**PROBLEM STATEMENT:** Copy the data exactly, keeping every line intact.

Dataset records

PR #4457, opened 2026-09-21
[Feature] Add TD-MPC2 Trainer

bsprenger:
## Description

> [!NOTE]
> This PR stacks on #4456 . I cannot find a good way to compare the diff against that base, since it is in my own fork.

This PR adds a trainer-based implementation of TD-MPC2, a scalable model-based reinforcement learning algorithm for continuous control. 

Original paper: [paper](https://arxiv.org/abs/2310.16828)
Original Implementation: [implementation](https://github.com/nicklashansen/tdmpc2)

TD-MPC2 learns an implicit latent world model and performs short-horizon planning at action time. The original work reports strong performance across 104 online tasks with a single hyperparameter configuration.

https://github.com/user-attachments/assets/e3d7e7e1-5c8f-41ef-b772-0715a2e50b58

## Motivation and Context

Final PR towards addressing #4448 .

TD-MPC2 is an important model-based RL baseline for continuous control because it combines learned latent dynamics with decision-time planning, providing a practical balance between data efficiency, robustness, and scalability.

The modular implementation also exposes the individual world-model, policy, value, planning, and optimization components for reuse and further research.

## Types of changes

## Checklist


vmoens (commented):
Let's bring the sota implementation to the CI as well:

There is no sota-check/run_tdmpc2.sh and no TD-MPC2 command in .github/unittest/linux_sota/scripts/test_sota.py.

Consequently, the new runnable trainer is not exercised by SOTA CI, contrary to the repository requirements.

torchrl/trainers/algorithms/configs/trainers.py
```diff
@@ -1668,6 +1674,175 @@ def _make_td3_trainer(*args, **kwargs) -> TD3Trainer:
...
+    if optimization_stepper is not None and (
+        optimizer_model is not None or optimizer_actor is not None
+    ):
+        raise ValueError(
+            "Pass optimizers directly or provide optimization_stepper, not both."
+        )
+
+    if optimization_stepper is None:
+        capturable_setting = (
+            next(loss_module.world_model.parameters()).device.type == "cuda"
```
vmoens: device placement is inferred from the first parameter.

Both the [replay sample device](https://github.com/pytorch/rl/pull/4457/files) and [optimizer capturable setting](https://github.com/pytorch/rl/pull/4457/files) assume the whole model uses its first parameter’s device. 

This directly violates the module-device rule (ie, modern architectures are often using PP so we can't guarantee anything from the first parameter of a model) and breaks mixed-device modules. Derive placement from the relevant input/component or leave it unset when there is no unique device.

bsprenger: Fixed. I made the replay sample use the same device as the replay buffer storage (which is the same pattern other trainers use like SAC/DQN/TD3). For `capturable`, I made it so that it can be configured or will leave it unset.

bsprenger:
@vmoens I added it to the CI scripts, thanks for catching that 👍

.github/unittest/linux_sota/scripts/test_sota.py
```diff
@@ -17,6 +17,20 @@
...
+  collector.init_random_frames=10 \
+  collector.frames_per_batch=16 \
+  trainer.batch_size=4 \
+  trainer.optim_steps_per_batch=1 \
+  trainer.seed_pretrain_steps=1 \
+  models.planner.num_samples=16 \
+  models.planner.num_elites=4 \
+  models.planner.num_pi_trajs=2 \
+  models.planner.iterations=2 \
+  logger.backend= \
```
theap06: this passes logger.backend but the recipe uses logger@logger: csv and CSVLoggerConfig has no backend field. Right now the hydra fails due to that. same for the overrides in sota-check/run_tdmpc2.sh.

sota-implementations/tdmpc2_trainer/config/config.yaml
```diff
@@ -0,0 +1,185 @@
...
+  world_model: ${models.world_model}
+  policy_prior: ${models.policy_prior}
+  q_ensemble: ${models.q_ensemble}
+  planner: ${models.planner}
+  replay_buffer: ${replay_buffer}
+  logger: ${logger}
+  hooks:
+    - ${metric_hooks.training_reward}
+    - ${metric_hooks.training_action}
+  batch_size: 128
```
theap06: I noticed that for our config you are setting it to 128 compared to the 256 in the reference tdmpc2 config file has. Is there a reason for that?

theap06 (changes requested):
Left some feedback. overall looks p good. Also, this pr needs a rebase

**SOLUTION TO THIS TASK:**
PR #4457, opened 2026-09-21
[Feature] Add TD-MPC2 Trainer

bsprenger:
## Description

> [!NOTE]
> This PR stacks on #4456 . I cannot find a good way to compare the diff against that base, since it is in my own fork.

This PR adds a trainer-based implementation of TD-MPC2, a scalable model-based reinforcement learning algorithm for continuous control. 

Original paper: [paper](https://arxiv.org/abs/2310.16828)
Original Implementation: [implementation](https://github.com/nicklashansen/tdmpc2)

TD-MPC2 learns an implicit latent world model and performs short-horizon planning at action time. The original work reports strong performance across 104 online tasks with a single hyperparameter configuration.

https://github.com/user-attachments/assets/e3d7e7e1-5c8f-41ef-b772-0715a2e50b58

## Motivation and Context

Final PR towards addressing #4448 .

TD-MPC2 is an important model-based RL baseline for continuous control because it combines learned latent dynamics with decision-time planning, providing a practical balance between data efficiency, robustness, and scalability.

The modular implementation also exposes the individual world-model, policy, value, planning, and optimization components for reuse and further research.

## Types of changes

## Checklist


vmoens (commented):
Let's bring the sota implementation to the CI as well:

There is no sota-check/run_tdmpc2.sh and no TD-MPC2 command in .github/unittest/linux_sota/scripts/test_sota.py.

Consequently, the new runnable trainer is not exercised by SOTA CI, contrary to the repository requirements.

torchrl/trainers/algorithms/configs/trainers.py
```diff
@@ -1668,6 +1674,175 @@ def _make_td3_trainer(*args, **kwargs) -> TD3Trainer:
...
+    if optimization_stepper is not None and (
+        optimizer_model is not None or optimizer_actor is not None
+    ):
+        raise ValueError(
+            "Pass optimizers directly or provide optimization_stepper, not both."
+        )
+
+    if optimization_stepper is None:
+        capturable_setting = (
+            next(loss_module.world_model.parameters()).device.type == "cuda"
```
vmoens: device placement is inferred from the first parameter.

Both the [replay sample device](https://github.com/pytorch/rl/pull/4457/files) and [optimizer capturable setting](https://github.com/pytorch/rl/pull/4457/files) assume the whole model uses its first parameter’s device. 

This directly violates the module-device rule (ie, modern architectures are often using PP so we can't guarantee anything from the first parameter of a model) and breaks mixed-device modules. Derive placement from the relevant input/component or leave it unset when there is no unique device.

bsprenger: Fixed. I made the replay sample use the same device as the replay buffer storage (which is the same pattern other trainers use like SAC/DQN/TD3). For `capturable`, I made it so that it can be configured or will leave it unset.

bsprenger:
@vmoens I added it to the CI scripts, thanks for catching that 👍

.github/unittest/linux_sota/scripts/test_sota.py
```diff
@@ -17,6 +17,20 @@
...
+  collector.init_random_frames=10 \
+  collector.frames_per_batch=16 \
+  trainer.batch_size=4 \
+  trainer.optim_steps_per_batch=1 \
+  trainer.seed_pretrain_steps=1 \
+  models.planner.num_samples=16 \
+  models.planner.num_elites=4 \
+  models.planner.num_pi_trajs=2 \
+  models.planner.iterations=2 \
+  logger.backend= \
```
theap06: this passes logger.backend but the recipe uses logger@logger: csv and CSVLoggerConfig has no backend field. Right now the hydra fails due to that. same for the overrides in sota-check/run_tdmpc2.sh.

sota-implementations/tdmpc2_trainer/config/config.yaml
```diff
@@ -0,0 +1,185 @@
...
+  world_model: ${models.world_model}
+  policy_prior: ${models.policy_prior}
+  q_ensemble: ${models.q_ensemble}
+  planner: ${models.planner}
+  replay_buffer: ${replay_buffer}
+  logger: ${logger}
+  hooks:
+    - ${metric_hooks.training_reward}
+    - ${metric_hooks.training_action}
+  batch_size: 128
```
theap06: I noticed that for our config you are setting it to 128 compared to the 256 in the reference tdmpc2 config file has. Is there a reason for that?

theap06 (changes requested):
Left some feedback. overall looks p good. Also, this pr needs a rebase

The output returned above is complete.